Green’s Dictionary of Slang

booze-up n.

[booze n. (1)]

a drinking party, a heavy drinking session.

Pick-Me-Up 218/2: It is at least somewhat doubtful whether [...] remarks as to ‘fat-headed flipperty-flops having a booze-up’ can be included in the category of legitimate humour.
[UK]Sessions Papers 26 Oct. 860: We [...] had a booze up together .
[Aus]‘Dads Wayback’ in Sun. Times (Sydney) 8 Feb. 4/1: [Life’s] nothin’ but graft, tucker, an’ sleep ; an’ ef some of us conldn’t ferget it now an’ again with a good booze up, we’d go fair dotty.
[Aus]Bulletin (Sydney) 6 Aug. 32/4: [B]ut he goes off with the swell, him not thinkin’, like you, Mister, that a pot does a man good after a booze up.

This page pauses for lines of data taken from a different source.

PR #429, opened 2018-10-05
Add selection field feature

### LINKED ISSUE #212: Selection template fields
There should be a template field that allows the user to choose one of multiple predefined options, for example using dropdowns and radio buttons.

Airgetfrog:
## Description
- Add 'options' field to Field model, intended for field types taking options.
- Added selection to backend structure and frontend structure.

The options input is a textfield with placeholder text used as instructions and generated through a function. How the data for options is handled is entirely up to the frontend implementation. It is simply a textfield, but it's accessible from the field object when needed so it should work fine. Possible issue is that there is no indication in grade view or overview that a field was a selection field (it's displayed in the same way as regular text inputs are).

image
image
image

## Summary of changes
- Fixes #212


src/vue/src/components/template/TemplateEdit.vue
```diff
@@ -117,6 +119,14 @@ export default {
         },
         onUpdate () {
             this.updateLocations()
+        },
+        fieldOptionsPlaceholder (type) {
+            switch (type) {
+            case 's':
```
mjvkeulen: Cases are nested and should be indented accordingly

engelhamer:
@mjvkeulen adding even more inputs to a template field in the editor will make them enormous and difficult to handle (imagine dragging a field that covers the entire modal..)

Larspolo:
> And format these options with ';' behind the scenes?

Then all the semicolons in the options need to be encoded so that a ; inside an option, doesnt create two options

> @mjvkeulen adding even more inputs to a template field in the editor will make them enormous and difficult to handle (imagine dragging a field that covers the entire modal..)

A solution could be to minimize a field (maybe only showing the title) and only when clicked on, it expends.

engelhamer:
> A solution could be to minimize a field (maybe only showing the title) and only when clicked on, it expends.
But won't that make things even less intuitive than simply separating with ; ?

src/vue/src/components/template/TemplateEdit.vue
Airgetfrog: This is actually enforced by ESlint.

mjvkeulen: Fair enough, thanks!

engelhamer:
What does the UI look like now?

Airgetfrog:
Attempted to fix requested changes. It's best to take a look at the new UI and behavior yourself. The list is what I would call 'usable' but doesn't seem particularly user friendly (appearance can still be upgraded). Main drawback is not being able to see options without selecting the input. Another option could be a preview select but that seems somehow worse due to requiring an extra click even when using the text input. On the whole I'd say it's about equivalent to the previous solution.

engelhamer:
To be honest I like the original delimiter idea better.

Airgetfrog:
Seems like a fine idea Lars, I'll attempt to implement that. It might be unviable if we take into account responsiveness and such though. Engel what's your take on it?

engelhamer:
Lars' solution will not work well for options longer than a few words, and the amount of different buttons and inputs in one field just doesn't look very organized to me.

mjvkeulen:
Are we sure Lars' solution will not work? We could remove the crosses, and simply use backspace on an empty field as the key to delete them. This way the options will display just fine in our own style. They should also be able to scale just fine for any length.

src/django/VLE/migrations/0005_auto_20181005_2212.py
```diff
@@ -0,0 +1,23 @@
...
+
+    dependencies = [
+        ('VLE', '0004_participation_role_required'),
+    ]
+
+    operations = [
+        migrations.AddField(
+            model_name='field',
+            name='options',
+            field=models.TextField(null=True),
```
libre-man: This violates the first normal form as it seems you are saving more than a single value in this field.

Larspolo:
@Airgetfrog 
>It might be unviable if we take into account responsiveness and such though.
On mobile every option can be the full width

@engelhamer 
>Lars' solution will not work well for options longer than a few words
It will, you just have to scroll a bit. This was also an issue in the first example where there are multiple options in 1 input box, there you didnt have a clear overview on all the options if it was longer then the input box itself. Now the overview is there, but it is indeed a bit harder to read the options if they are too long

> and the amount of different buttons and inputs in one field just doesn't look very organized to me.
True, maybe we can add a card underneath the field type option where all of this is stored? This way there is a clearer differentiation between configuring the field type and the field itself

@mjvkeulen 
>We could remove the crosses, and simply use backspace on an empty field as the key to delete them.
I favor the crosses in this case, what I also imagined was that the crosses change to checkmarks when the option input has changed. I think that is a more intuitive solution for non tech-geeks then by removing when they are empty

libre-man:
You can also take a look at [vue-multiselect](https://vue-multiselect.js.org/), that is a vue library (so it is webscale) that enables you to easily create multi select dropdowns.

Airgetfrog:
Creating a full list might cause problems with reordering on mobile with longer selects though. Vue-multiselect doesn't seem to be a solution for our particular problem (configuration ui for a selection)? Since I'm not sure about db normal forms and we can't seem to find a solution I'd appreciate it if someone could help contribute to this branch.

libre-man:
Order van be achieved quite easily, simply add order numbers when inserting the subitems in to the database or always sort then bij name (seems the most intuitive option). Multiselect can be used when creating but also when selecting and it would directly support selecting multiple items.

libre-man:
Vue multiselect also support adding labels. At the demo page see the tagging demo.

mjvkeulen:
What is the current situation with this PR?

engelhamer:
We still haven't come up with a solution.

Airgetfrog:
I'm personally in favor of simple delimiting, but it might also be possible to complete the current wip. I was planning on taking a look at it over the next few days.

engelhamer:
It would be great if this makes it to develop by the end of the week.

Airgetfrog:
image
Looks like this!

mjvkeulen:
Current implementation looks good, much has changed since however. Possibly avoid updating develop until someone goes over the changes again?

src/django/VLE/validators.py
```diff
@@ -60,5 +64,18 @@ def validate_entry_content(data, field):
...
-        url_validate(data)
+        try:
+            url_validate = URLValidator(schemes=('http', 'https', 'ftp', 'ftps'))
+            url_validate(data)
+        except ValidationError as e:
+            raise e
+
+    if field.type == SELECTION:
+        if data not in json.loads(field.options):
+            raise ValidationError("Selection not in options")
```
Larspolo: A more descriptive error would be nice `Selected option is not in the given options`?

src/vue/src/components/template/TemplateEdit.vue
```diff
@@ -36,6 +36,29 @@
                                     Required
                                 </b-button>
                             </div>
+
+                            <!-- Field Options -->
+                            <div v-if="field.type == 's'">
+                                <!-- Event targeting allows us to access the input value -->
+                                <div class="d-flex">
+                                    <b-input class="multi-form mr-2 theme-input" placeholder="Enter an option" @keyup.enter.native="addSelectionOption($event.target, field)" @focus.native="selectedLocation = field.location" @focusout.native="selectedLocation = null"/>
```
Larspolo: I know we dont have a character limit, but this stretches it a bit far imo, 270 characters on 1 line

engelhamer:
Sorry.

mjvkeulen:
As this branch is rather behind, you might want to let someone have another look after updating with base.

Airgetfrog:
We should handle Lars' comments before merging. I'll get on it on Wednesday if nobody else does it first.

src/django/VLE/validators.py
```diff
@@ -60,5 +64,18 @@ def validate_entry_content(data, field):
         return
 
     if field.type == URL:
-        url_validate = URLValidator(schemes=('http', 'https', 'ftp', 'ftps'))
-        url_validate(data)
+        try:
+            url_validate = URLValidator(schemes=('http', 'https', 'ftp', 'ftps'))
+            url_validate(data)
+        except ValidationError as e:
+            raise e
```
Rickyboy320: This seems a bit unnecessary

src/vue/src/components/template/TemplatePreview.vue
```diff
@@ -72,6 +78,16 @@ export default {
...
+    },
+    methods: {
+        parseSelectionOptions (fieldOptions) {
+            if (!fieldOptions) {
+                return [{ value: null, text: 'Please select an option' }]
+            }
+            var options = JSON.parse(fieldOptions).filter(e => e).map(x => { return { value: x, text: x } })
+            options.unshift({ value: null, text: 'Please select an option' })
+            return options
+        }
```
Rickyboy320: Duplicated code block from above (not sure how we treat this in frontend specifically, but maybe move this somewhere where both files can access it?)

src/vue/src/components/entry/EntryFields.vue
```diff
@@ -152,6 +158,14 @@ export default {
                 return null
             }
         },
+        parseSelectionOptions (fieldOptions) {
+            if (!fieldOptions) {
+                return [{ value: null, text: 'Please select an option' }]
+            }
+            var options = JSON.parse(fieldOptions).filter(e => e).map(x => { return { value: x, text: x } })
```
Rickyboy320: Interesting filter operation, what does it do exactly? (I might be missing some javascript magic here)

src/django/VLE/migrations/0008_can_view_assignment_journals_rename.py
```diff
@@ -6,7 +6,7 @@
 class Migration(migrations.Migration):
 
     dependencies = [
-        ('VLE', '0005_presetnode_description'),
+        ('VLE', '0007_add_selection_field'),
```
Rickyboy320: By changing this file to 0008, you're essentially changing the already established history.
This file should remain 0006, the files depending on this should become 0007 and 0008 respectively (here 'instance' should come first, and then 'assignment_published' as per the established 0008 merge), then the 0008 merge can be removed as you did, and any changes you make on this branch should come after that.

src/django/VLE/migrations/0007_add_selection_field.py
```diff
@@ -0,0 +1,23 @@
+# Generated by Django 2.1.2 on 2018-10-16 14:24
```
Rickyboy320: This file should become 0009_...

src/django/VLE/migrations/0006_assignment_published.py
```diff
@@ -6,7 +6,7 @@
 class Migration(migrations.Migration):
 
     dependencies = [
-        ('VLE', '0006_can_view_assignment_journals_rename'),
+        ('VLE', '0005_presetnode_description'),
```
Rickyboy320: This should continue to depend on 0006, and file should be renamed to 0008 (as per established merge history)

src/django/VLE/migrations/0009_instance.py
```diff
@@ -6,7 +6,7 @@
 class Migration(migrations.Migration):
 
     dependencies = [
-        ('VLE', '0006_can_view_assignment_journals_rename'),
+        ('VLE', '0008_can_view_assignment_journals_rename'),
```
Rickyboy320: this file should continue to depend on 0006_can_view_assignment_journals_rename, and should itself stay 0007.

src/vue/src/components/entry/EntryFields.vue
Airgetfrog: Filters out empty strings. Filter is not a map, it expects a function returning a boolean.

Rickyboy320: Ah right, had a gut feeling something like that was at play...
thanks for clearing that up!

[UK](con. 1916) F. Manning Her Privates We (1986) 152: One Saturday night we was in there ’avin’ a bit of a booze-up.
[UK]R. Westerby Wide Boys Never Work (1938) 93: Louie had a head on him after a booze-up the night before.

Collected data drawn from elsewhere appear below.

PR #633, opened 2019-04-06
Always enable a maintenance page during deployment

mjvkeulen:
## Description
Always enable a maintenance page during deployment


src/vue/package-lock.json
```diff
@@ -1567,7 +1567,7 @@
       "dev": true
     },
     "bootstrap": {
-      "version": "4.3.1",
+      "version": "4.1.3",
```
Larspolo: Why is this changes?

system_configuration_tools/roles/web/tasks/setup_maintenance_page.yml
```diff
@@ -0,0 +1,15 @@
...
+    state: directory
+    owner: www-data
+    group: www-data
+    mode: 0755
+    recurse: yes
+
+- name: Create the maintenance page
+  template: src=maintenance_off.html
+            dest={{ maintenance_dir }}/maintenance_off.html
+            mode=0664
```
Larspolo: missing break at end of file

src/vue/package-lock.json
mjvkeulen: Good catch, it should not something messy with me switching branches I assume

PR #635, opened 2019-04-10
Restart celery on deploy

mjvkeulen:
## Description
Any modifications to celery related code executed by workers requires a reload before it takes effect.


system_configuration_tools/roles/celery/tasks/restart_celery.yml
```diff
@@ -0,0 +1,12 @@
+---
+
+- name: Restart {{ celery_application_name }}_beat
+  supervisorctl:
+    name: "{{ celery_application_name }}_beat"
+    state: restarted
```
Larspolo:
```TASK [celery : Restart celery_beat] *********************************************
fatal: [test.ejournal.app]: FAILED! => changed=false 
  msg: |-
    celery_beat: ERROR (not running)
    celery_beat: ERROR (spawn error)
```
This task fails when its not running

Larspolo: image

mjvkeulen: This is desired behaviour. When **deploying** to a correctly **provisioned** server celery beat will be up and running. This is simply feedback something is wrong, which is correct.

mjvkeulen: (Can't restart something if it just crashes right)

Larspolo: Nothing else seems to fail, so what else could be going wrong? Cuz it doesnt log much else

mjvkeulen: Currently celery beat has timezones issues

PR #636, opened 2019-04-13
Updated favicon

engelhamer:
## Description
Updated the favicon. Comparison between new (left) and old (right):

image


src/vue/static/favicon/site.webmanifest
```diff
@@ -1,19 +1,55 @@
 {
-    "name": "eJournal",
-    "short_name": "eJournal",
+    "name": "",
```
mjvkeulen: What are these names used for that they are now blank?

engelhamer: This is used for e.g. 'installing' the website on a handheld device as a browser shortcut. By default the site name is used, so it's not really needed to specify, but I reckon it won't hurt to do so. Will add this and the taskbar color back in.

[Aus]K. Tennant Battlers 164: We’ll get Thirty-Bob and Dick out of quod and all have a big booze-up to celebrate.
[UK]A. Sillitoe Sat. Night and Sun. Morning 169: [We] got two crates of beer out of the pub cellar next door. [...] We had a good booze-up from that.

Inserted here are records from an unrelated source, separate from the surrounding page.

Issue #573, opened 2019-02-04
More intuitive adding of nodes in timeline


Larspolo:
**Describe the solution you'd like**
Adding nodes to format editor needs to be in a more intuitive way upon pressing the new node button.

Currently, a node is immediately added upon clicking the add node. We should have this work the same as adding a node to a journal by a student.

PR #645, opened 2019-04-16
Only show available dates in date pickers

### LINKED ISSUE #618: Availability range for datetime picker
Currently, a datetime picker can be used to select any date. Also ones that are not appropriate at all, such as a preset deadline that is after the assignment deadline. The user is confronted with an error message that the setting could not be saved that way, but it would be more elegant (and user-friendly) to disallow selection of invalid dates in the first place.

**User story**
As a user I only want to be presented with valid dates in date time pickers, according to the context.

**User interface**
Some sort of range in the interface (flatpickr) itself like so (with in this case all week-ends blocked):

Screenshot_20190314-233414__01

More info at https://flatpickr.js.org/examples/

engelhamer:
## Description
Dates can now only take on valid values. Rules that have to be followed are as follows. Hold tight:

- Course unlock date must be before course lock date
- Course lock date must be after course unlock date
- Assignment unlock date must be before any entry unlock, due or lock date within that assignment, and before assignment due date and lock date
- Assignment due date must be in between assignment unlock date and lock date, and before any entry due date within that assignment
- Assignment lock date must be after any entry unlock, due or lock date within that assignment, and after assignment due date and unlock date
- Entry unlock date must be before entry due date and entry lock date, before assignment due date and lock date, and after assignment unlock date
- Entry due date must be between entry unlock date and lock date, before assignment due date and lock date, and after assignment unlock date
- Entry lock date must be after entry unlock and due date, after assignment unlock date, and before assignment lock date

image

Following all these rules it is still possible to mess with some dates, but only when changing the preset type from entry to progress and back. This is because progress presets do not have any unlock and lock date to adhere to. This will, however, be no problem anymore after #573 (since the preset type will be immutable from that moment onwards).

## Summary of changes
- Fixes #618


engelhamer:
> I wasn't able to set an entry lock date before the assignment due date?
This has now been fixed.
> Assignments are still decoupled from their respective course start and end date, but with our system of shared assignments this is a feature right?
Indeed, limiting this would render existing assignments useless.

[UK]A. Wesker Chips with Everything II ix: The others have all gone to the Naafi [...] gone for a big booze-up.
[UK]B.S. Johnson All Bull 34: What’s it to be? Strip-show or booze-up or what?
[UK]A. Higgins ‘The Bird I Fancied’ in Helsingør Station and Other Departures 193: Aggressive Mohawks out for a night of booze-up and wog-bashing in dirty Leicester Square.
[UK]Indep. Rev. 16 July 12: You go to a pub in the evenings and have a good old booze-up.
[UK]Guardian G2 17 Mar. 13: An advertising industry booze-up.